# Fate



## Loki (Jul 22, 2005)

> Maybe just mindless ramblings, but I hope you take something from it.



Is Fate a designed concept?

When we speak of fate, we mainly talk of an event that has already passed.  Fate has decided the current state of our country because the British had planned to swing around and dock in Boston and attack, but “fate” had intervened and hurricane winds floundered the ships.  They were unable to dock and they called off the mission.

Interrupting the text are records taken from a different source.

Issue #14154, opened 2024-06-26
Changing workspace Cargo.toml doesn't invalidate build cache for workspace members


illicitonion:
### Problem

[The environment variables Cargo sets when building crates](https://doc.rust-lang.org/cargo/reference/environment-variables.html#environment-variables-cargo-sets-for-crates) don't appear to get updated if the crate's Cargo.toml inherits values from the workspace, and the only change between builds is the value in the workspace's Cargo.toml.

### Steps

```console
% cat >Cargo.toml <<EOF
[workspace]
members = ["lib"]
package.version = "0.2.0"
package.readme = "beep.md"
EOF
% mkdir -p lib/src
% cat >lib/Cargo.toml <<EOF
[package]
name = "lib"
version = "0.1.0"
edition = "2021"
readme = { workspace = true }
EOF
% cat >lib/src/main.rs <<EOF
fn main() {
    println!("Readme: {}", env!("CARGO_PKG_README"));
}
EOF
% cargo run -p lib 2>/dev/null
Readme: ../beep.md
% cat >Cargo.toml <<EOF
[workspace]
members = ["lib"]
package.version = "0.2.0"
package.readme = true
EOF
% # Next command should print ../README.md because the workspace value changed:
% cargo run -p lib 2>/dev/null
Readme: ../beep.md
% # Clearing the cache forces a rebuild, which gives the correct value:
% rm -rf target
% cargo run -p lib 2>/dev/null
Readme: ../README.md
```

### Version

```text
cargo 1.79.0 (ffa9cf99a 2024-06-03)
release: 1.79.0
commit-hash: ffa9cf99a594e59032757403d4c780b46dc2c43a
commit-date: 2024-06-03
host: aarch64-apple-darwin
libgit2: 1.7.2 (sys:0.18.3 vendored)
libcurl: 8.1.2 (sys:0.4.72+curl-8.6.0 system ssl:(SecureTransport) LibreSSL/3.3.6)
ssl: OpenSSL 1.1.1w  11 Sep 2023
os: Mac OS 13.5.2 [64-bit]
```

epage:
Just reproduced this without workspace inheritance involved.

epage:
Not seeing an existing issue for cargo-generated env variables but this seems similar in internals to #13280 and #10358.

weihanglo:
[...]

PR #14701, opened 2024-10-18
Fix: trace `config` `[env]` table in dep-info.

### LINKED ISSUE #13280: Cargo fails to detect environment variable is newly set and rebuild if the environment variable is set in `config.toml`

linyihai:

The `env` defined in `config.toml` or `--config env`  are stripped before recording in the dep-info file.  The absence of the env table doesn't rebuild when env changed 

By tracing the `env` table into the `dep-info` file, If the envs changed then the rebuild can be triggered. 

Fixes #13280

One commit add the test, the latter commit update the test through the fixes.

### Additional information
The PR only fixed the `env` table changes can't trigger a rebuild, other `CARGO-like` envs 
 doesn't take into account.

### DIFF
--- a/src/cargo/core/compiler/fingerprint/mod.rs
+++ b/src/cargo/core/compiler/fingerprint/mod.rs
@@ -362,8 +362,8 @@
 mod dirty_reason;
 
 use std::collections::hash_map::{Entry, HashMap};
-
 use std::env;
+use std::ffi::OsString;
 use std::fmt::{self, Display};
 use std::fs::{self, File};
 use std::hash::{self, Hash, Hasher};
@@ -849,7 +849,11 @@ impl LocalFingerprint {
                                 .to_string(),
                         )
                     } else {
-                        gctx.get_env(key).ok()
+                        if let Some(value) = gctx.env_config()?.get(key) {
+                            value.to_str().and_then(|s| Some(s.to_string()))
+                        } else {
+                            gctx.get_env(key).ok()
+                        }
                     };
                     if current == *previous {
                         continue;
@@ -2124,6 +2128,9 @@ enum DepInfoPathType {
 ///
 /// The serialized Cargo format will contain a list of files, all of which are
 /// relative if they're under `root`. or absolute if they're elsewhere.
+///
+/// The `env_config` argument is a set of environment variables that are
+/// defined in `[env]` table of the `config.toml`.
 pub fn translate_dep_info(
     rustc_dep_info: &Path,
     cargo_dep_info: &Path,
@@ -2132,6 +2139,7 @@ pub fn translate_dep_info(
     target_root: &Path,
     rustc_cmd: &ProcessBuilder,
     allow_package: bool,
+    env_config: &Arc<HashMap<String, OsString>>,
 ) -> CargoResult<()> {
     let depinfo = parse_rustc_dep_info(rustc_dep_info)?;
 
@@ -2168,9 +2176,11 @@ pub fn translate_dep_info(
     // This also includes `CARGO` since if the code is explicitly wanting to
     // know that path, it should be rebuilt if it changes. The CARGO path is
     // not tracked elsewhere in the fingerprint.
-    on_disk_info
-        .env
-        .retain(|(key, _)| !rustc_cmd.get_envs().contains_key(key) || key == CARGO_ENV);
+    //
+    // For cargo#13280, We trace env vars that are defined in the `[env]` config table.
+    on_disk_info.env.retain(|(key, _)| {
+        env_config.contains_key(key) || !rustc_cmd.get_envs().contains_key(key) || key == CARGO_ENV
+    });
 
     let serialize_path = |file| {
         // The path may be absolute or relative, canonical or not. Make sure
--- a/src/cargo/core/compiler/mod.rs
+++ b/src/cargo/core/compiler/mod.rs
@@ -1987,10 +1987,7 @@ pub(crate) fn apply_env_config(
         if cmd.get_envs().contains_key(key) {
             continue;
         }
-
-        if value.is_force() || gctx.get_env_os(key).is_none() {
-            cmd.env(key, value.resolve(gctx));
-        }
+        cmd.env(key, value);
     }
     Ok(())
 }
--- a/src/cargo/core/compiler/mod.rs
+++ b/src/cargo/core/compiler/mod.rs
@@ -330,7 +330,7 @@ fn rustc(
     if hide_diagnostics_for_scrape_unit {
         output_options.show_diagnostics = false;
     }
-
+    let env_config = Arc::clone(build_runner.bcx.gctx.env_config()?);
     return Ok(Work::new(move |state| {
         // Artifacts are in a different location than typical units,
         // hence we must assure the crate- and target-dependent
@@ -459,6 +459,7 @@ fn rustc(
                 &rustc,
                 // Do not track source files in the fingerprint for registry dependencies.
                 is_local,
+                &env_config,
             )
             .with_context(|| {
                 internal(format!(
--- a/src/cargo/util/context/mod.rs
+++ b/src/cargo/util/context/mod.rs
@@ -63,7 +63,7 @@ use std::io::SeekFrom;
 use std::mem;
 use std::path::{Path, PathBuf};
 use std::str::FromStr;
-use std::sync::Once;
+use std::sync::{Arc, Once};
 use std::time::Instant;
 
 use self::ConfigValue as CV;
@@ -227,7 +227,7 @@ pub struct GlobalContext {
     target_cfgs: LazyCell<Vec<(String, TargetCfgConfig)>>,
     doc_extern_map: LazyCell<RustdocExternMap>,
     progress_config: ProgressConfig,
-    env_config: LazyCell<EnvConfig>,
+    env_config: LazyCell<Arc<HashMap<String, OsString>>>,
     /// This should be false if:
     /// - this is an artifact of the rustc distribution process for "stable" or for "beta"
     /// - this is an `#[test]` that does not opt in with `enable_nightly_features`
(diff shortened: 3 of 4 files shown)


src/cargo/core/compiler/mod.rs
```diff
@@ -330,7 +330,13 @@ fn rustc(
...
         output_options.show_diagnostics = false;
     }
-
+    let config_envs: HashSet<String> = build_runner
+        .bcx
+        .gctx
+        .env_config()?
+        .keys()
+        .cloned()
+        .collect();
```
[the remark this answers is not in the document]
weihanglo: Another way is we could have a set of internal env + a set of env from `cargo::rustc-env` build script invocation. dep_info should first remove those and anything left is what we're interested in (including `[env]`).

<details><summary>See the PoC</summary>
<p>

* Can avoid cloning `cargo::rustc-env` by acquiring mutex again, though this is just a PoC so didn't do that.
* Should also need to filter out `CARGO_BIN_<exe>`
* Need an `debug_assertion` to check exhaustiveness of `internal_envs` in rustc invocation.

```diff
diff --git a/src/cargo/core/compiler/fingerprint/mod.rs b/src/cargo/core/compiler/fingerprint/mod.rs
index e6fff90932a..03489d2c99a 100644
--- a/src/cargo/core/compiler/fingerprint/mod.rs
+++ b/src/cargo/core/compiler/fingerprint/mod.rs
@@ -361,8 +361,10 @@
 
 mod dirty_reason;
 
+use std::cell::LazyCell;
 use std::collections::hash_map::{Entry, HashMap};
 
+use std::collections::HashSet;
 use std::env;
 use std::fmt::{self, Display};
 use std::fs::{self, File};
@@ -2130,7 +2132,7 @@ pub fn translate_dep_info(
     rustc_cwd: &Path,
     pkg_root: &Path,
     target_root: &Path,
-    rustc_cmd: &ProcessBuilder,
+    envs_from_build_script_output: &HashSet<String>,
     allow_package: bool,
 ) -> CargoResult<()> {
     let depinfo = parse_rustc_dep_info(rustc_dep_info)?;
@@ -2140,6 +2142,33 @@ pub fn translate_dep_info(
     let mut on_disk_info = EncodedDepInfo::default();
     on_disk_info.env = depinfo.env;
 
+    let internal_envs = LazyCell::new(|| HashSet::from([
+        "CARGO",
+        "CARGO_MANIFEST_DIR",
+        "CARGO_MANIFEST_PATH",
+        "CARGO_PKG_VERSION",
+        "CARGO_PKG_VERSION_MAJOR",
+        "CARGO_PKG_VERSION_MINOR",
+        "CARGO_PKG_VERSION_PATCH",
+        "CARGO_PKG_VERSION_PRE",
+        "CARGO_PKG_AUTHORS",
+        "CARGO_PKG_NAME",
+        "CARGO_PKG_DESCRIPTION",
+        "CARGO_PKG_HOMEPAGE",
+        "CARGO_PKG_REPOSITORY",
+        "CARGO_PKG_LICENSE",
+        "CARGO_PKG_LICENSE_FILE",
+        "CARGO_PKG_RUST_VERSION",
+        "CARGO_PKG_README",
+        "CARGO_CRATE_NAME",
+        "CARGO_BIN_NAME",
+        "OUT_DIR",
+        "CARGO_PRIMARY_PACKAGE",
+        "CARGO_TARGET_TMPDIR",
+        "CARGO_RUSTC_CURRENT_DIR",
+        paths::dylib_path_envvar(),
+    ]));
+
     // This is a bit of a tricky statement, but here we're *removing* the
     // dependency on environment variables that were defined specifically for
     // the command itself. Environment variables returned by `get_envs` includes
@@ -2170,7 +2199,10 @@ pub fn translate_dep_info(
     // not tracked elsewhere in the fingerprint.
     on_disk_info
         .env
-        .retain(|(key, _)| !rustc_cmd.get_envs().contains_key(key) || key == CARGO_ENV);
+        .retain(|(key, _)| 
+            !internal_envs.contains(key.as_str()) && !envs_from_build_script_output.contains(key)
+            || key == CARGO_ENV
+        );
 
     let serialize_path = |file| {
         // The path may be absolute or relative, canonical or not. Make sure
diff --git a/src/cargo/core/compiler/mod.rs b/src/cargo/core/compiler/mod.rs
index ee5fdbbecd6..2f3e547c762 100644
--- a/src/cargo/core/compiler/mod.rs
+++ b/src/cargo/core/compiler/mod.rs
@@ -337,8 +337,11 @@ fn rustc(
         // directory is present.
         if artifact.is_true() {
             paths::create_dir_all(&root)?;
+
         }
 
+        let mut envs_from_build_script_output = HashSet::new();
+
         // Only at runtime have we discovered what the extra -L and -l
         // arguments are for native libraries, so we process those here. We
         // also need to be sure to add any -L paths for our plugins to the
@@ -359,7 +362,7 @@ fn rustc(
                 )?;
                 add_plugin_deps(&mut rustc, &script_outputs, &build_scripts, &root_output)?;
             }
-            add_custom_flags(&mut rustc, &script_outputs, script_metadata)?;
+            add_custom_flags(&mut rustc, &script_outputs, script_metadata, &mut envs_from_build_script_output)?;
         }
 
         for output in outputs.iter() {
@@ -456,7 +459,7 @@ fn rustc(
                 &cwd,
                 &pkg_root,
                 &target_dir,
-                &rustc,
+                &envs_from_build_script_output,
                 // Do not track source files in the fingerprint for registry dependencies.
                 is_local,
             )
@@ -880,6 +883,7 @@ fn rustdoc(build_runner: &mut BuildRunner<'_, '_>, unit: &Unit) -> CargoResult<W
             &mut rustdoc,
             &build_script_outputs.lock().unwrap(),
             script_metadata,
+            &mut HashSet::new(),
         )?;
 
         // Add the output of scraped examples to the rustdoc command.
@@ -1525,6 +1529,7 @@ fn add_custom_flags(
     cmd: &mut ProcessBuilder,
     build_script_outputs: &BuildScriptOutputs,
     metadata: Option<Metadata>,
+    envs: &mut HashSet<String>,
 ) -> CargoResult<()> {
     if let Some(metadata) = metadata {
         if let Some(output) = build_script_outputs.get(metadata) {
@@ -1536,6 +1541,7 @@ fn add_custom_flags(
             }
             for (name, value) in output.env.iter() {
                 cmd.env(name, value);
+                envs.insert(name.to_owned());
             }
         }
     }
```

</p>
</details>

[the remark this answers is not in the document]
weihanglo: I believe the original purpose of excluding Cargo internal environment variables from Cargo's dep-info is just they are already tracked by Cargo, so not necessary. (Though we know the statement is not entirely true according to #14154.)

If we choose to use a patch similar to the one I shared in <https://github.com/rust-lang/cargo/pull/14701#discussion_r1807208627>, it might become a headache for syncing between the hash set and env vars actually applied to rustc invocations. That's why I propose to check the exhaustiveness in `debug_assertion`. That will help at least when we run cargo's test suite.

> Does it means that check all environment variables in internal_var are present in rust innovations?

We'll need to do the other way round — check every env var in `rustc_cmd.envs()` is an element in internal env var hash set. However, as you've noticed, dynamic ones are hard to track, and may need some more refactors. Yet I think here we focus on environment variables set for crates, not set for running build scripts. Environment variables for artifact-dependency do not seem to belong to this category?

---

At this stage, I am fine with `Arc` on `gctx.env_config` to reduce the clone cost, if the second approach looks too brittle and need more explorations.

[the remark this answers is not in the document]
linyihai: Thanks for you explanations. The second approach seems require more preparation and prior knowledge for me. 

Besides, I had apply the Arc on `gctx.env_config`.

src/cargo/core/compiler/fingerprint/mod.rs
```diff
@@ -2168,9 +2172,11 @@ pub fn translate_dep_info(
     // This also includes `CARGO` since if the code is explicitly wanting to
     // know that path, it should be rebuilt if it changes. The CARGO path is
     // not tracked elsewhere in the fingerprint.
-    on_disk_info
-        .env
-        .retain(|(key, _)| !rustc_cmd.get_envs().contains_key(key) || key == CARGO_ENV);
+    //
+    // For issue#13280, We trace env vars that are defined in the `config.toml`.
+    on_disk_info.env.retain(|(key, _)| {
+        !rustc_cmd.get_envs().contains_key(key) || key == CARGO_ENV || config_envs.contains(key)
```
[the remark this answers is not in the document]
linyihai: One clumsy solution is to filter these `internal_envs` out of `[env]` table 
```
 let internal_envs = LazyCell::new(|| HashSet::from([
        "CARGO",
        "CARGO_MANIFEST_DIR",
        "CARGO_MANIFEST_PATH",
        "CARGO_PKG_VERSION",
        "CARGO_PKG_VERSION_MAJOR",
        "CARGO_PKG_VERSION_MINOR",
        "CARGO_PKG_VERSION_PATCH",
        "CARGO_PKG_VERSION_PRE",
        "CARGO_PKG_AUTHORS",
        "CARGO_PKG_NAME",
        "CARGO_PKG_DESCRIPTION",
        "CARGO_PKG_HOMEPAGE",
        "CARGO_PKG_REPOSITORY",
        "CARGO_PKG_LICENSE",
        "CARGO_PKG_LICENSE_FILE",
        "CARGO_PKG_RUST_VERSION",
        "CARGO_PKG_README",
        "CARGO_CRATE_NAME",
        "CARGO_BIN_NAME",
        "OUT_DIR",
        "CARGO_PRIMARY_PACKAGE",
        "CARGO_TARGET_TMPDIR",
        "CARGO_RUSTC_CURRENT_DIR",
        paths::dylib_path_envvar(),
    ]));

```

src/cargo/core/compiler/mod.rs
```diff
@@ -330,7 +330,7 @@ fn rustc(
     if hide_diagnostics_for_scrape_unit {
         output_options.show_diagnostics = false;
     }
-
+    let config_envs = build_runner.bcx.gctx.env_config()?.clone();
```
weihanglo, line 333: Explicit `Arc::clone` is preferred.

```suggestion
    let config_envs = Arc::clone(&build_runner.bcx.gctx.env_config()?);
```

weihanglo (commented):
Thanks. Only one tiny suggestion.

tests/testsuite/cargo_env_config.rs
```diff
@@ -276,3 +276,94 @@ MAIN ENV_TEST:from-env
...
+        .run();
+
+    p.cargo("run")
+        .env("ENV_TEST", "from-env")
+        .with_stdout_data(str![[r#"
+from-env
+
+"#]])
+        .with_stderr_data(str![[r#"
+[COMPILING] foo v0.5.0 ([ROOT]/foo)
```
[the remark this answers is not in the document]
linyihai: https://github.com/rust-lang/cargo/blob/6f92aaa31f5404edb2ce401b4461b3b3de06804f/src/cargo/core/compiler/fingerprint/mod.rs?plain=1#L851-L853

Thank your for pointing out these.  Here shoudld also apply [ the contions](https://github.com/rust-lang/cargo/blob/6f92aaa31f5404edb2ce401b4461b3b3de06804f/src/cargo/core/compiler/mod.rs?plain=1#L1991) to figure out which env change should trigger a rebuild.

src/cargo/util/context/mod.rs
```diff
@@ -1833,34 +1833,41 @@ impl GlobalContext {
...
+                    if env_config.contains_key(*disallowed) {
+                        bail!(
+                            "setting the `{disallowed}` environment variable is not supported \
+                            in the `[env]` configuration table"
+                        );
+                    }
+                }
+                env_config
+                    .into_iter()
+                    .filter(|(k, v)| v.is_force() || self.get_env_os(k).is_none())
```
weihanglo, line 1867: Is it possible that it calls `value.resolve(gctx)` so other caller don't need to resolve on their own?

src/cargo/core/compiler/fingerprint/mod.rs
```diff
@@ -2168,9 +2179,11 @@ pub fn translate_dep_info(
     // This also includes `CARGO` since if the code is explicitly wanting to
     // know that path, it should be rebuilt if it changes. The CARGO path is
     // not tracked elsewhere in the fingerprint.
-    on_disk_info
-        .env
-        .retain(|(key, _)| !rustc_cmd.get_envs().contains_key(key) || key == CARGO_ENV);
+    //
+    // For issue#13280, We trace env vars that are defined in the `config.toml`.
```
weihanglo, line 2183: nit:
```suggestion
    // For cargo#13280, We trace env vars that are defined in the `[env]` config table.
```

src/cargo/core/compiler/fingerprint/mod.rs
```diff
@@ -2124,6 +2131,9 @@ enum DepInfoPathType {
 ///
 /// The serialized Cargo format will contain a list of files, all of which are
 /// relative if they're under `root`. or absolute if they're elsewhere.
+///
+/// The `config_envs` argument is a set of environment variables that are
```
weihanglo, line 2135: I found it hard to text search this variable because the naming is not consistent. Do you have any specific reason calling it `config_envs` not `env_config`?

tests/testsuite/cargo_env_config.rs
```diff
@@ -276,3 +276,166 @@ MAIN ENV_TEST:from-env
...
+
+"#]])
+        .with_stderr_data(str![[r#"
+[FINISHED] `dev` profile [unoptimized + debuginfo] target(s) in [ELAPSED]s
+[RUNNING] `target/debug/foo[EXE]`
+
+"#]])
+        .run();
+
+    p.cargo("run")
```
weihanglo, line 329: This invocation is identical to the previous one. I believe this is for checking that there is no rebuild. It is not obvious without any comment. Should we add one for this and `env_changed_defined_in_config_args`?

```suggestion
    // This identical cargo invocation is to ensure no rebuild happen.
    p.cargo("run")
```

tests/testsuite/cargo_env_config.rs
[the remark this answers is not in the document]
weihanglo: Thanks for updating the PR so swiftly!

src/cargo/util/context/mod.rs
linyihai: I split a single commit from the previous commit for the purpose of fixing to apply all the changes to this function because this part looks like refactoring the code

src/cargo/core/compiler/fingerprint/mod.rs
linyihai: I like `env_config` also.

src/cargo/util/context/mod.rs
weihanglo: Makes sense. Thank you for doing that! The refactor may have a downside: the resolved paths may be long and consume lots of memory. Splitting it into a separate helps us discover it when needed.

(I may move `Arc` change to be along with the next fix commit, though).

weihanglo (approved):

weihanglo:
@bors r+

Thanks for working on this along with us!

Note that this fix has a caveat <https://github.com/rust-lang/cargo/pull/14701#discussion_r1807184527>. If a user sets cargo internal env like `CARGO_MAINFEST_DIR` in `[env]` it will track that env var in Cargo's dep info with the "correct" value, not the value specified in `[env]`. This is not a feature we advertise and considered as a bug, though it could potentially be used as a workaround for #14154.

Now, my father is telling me this that fate has decided our future.  How is it fate that decided our future?  I think merely because we live in _this_ reality where a storm came and kept the British from docking, we see it as a blessing, and that higher forces intervened because they saw fit.  However, if we were living in the reality where the British _had_ docked, wouldn’t we feel the same way?

“It was fate that the British landed and kept their rule over the colonists.”  We would say.

Fate is random events, in which we _need_ to believe that something happened for a reason, because it couldn’t have been a random, unforeseen event that threw the balance, because too much was at stake.  We can’t believe that there was no control over the situation.  Too much hangs in the balance and you can’t give up control.

There is no plan.

Let go.


----------



## mammamaia (Jul 22, 2005)

i agree, in the main, with your premise... believing in fate, like religious beliefs, merely satisfies mankind's need to have something to blame [or, somewhat less often, take credit] for whatever takes place...  

humans have a hard time just accepting the 'what IS'... i've written about this quite a bit myself, in both essays and poetry... it's the cause of much of the misery this supposedly superior species has brought to itself and its fellow lifeforms on earth... 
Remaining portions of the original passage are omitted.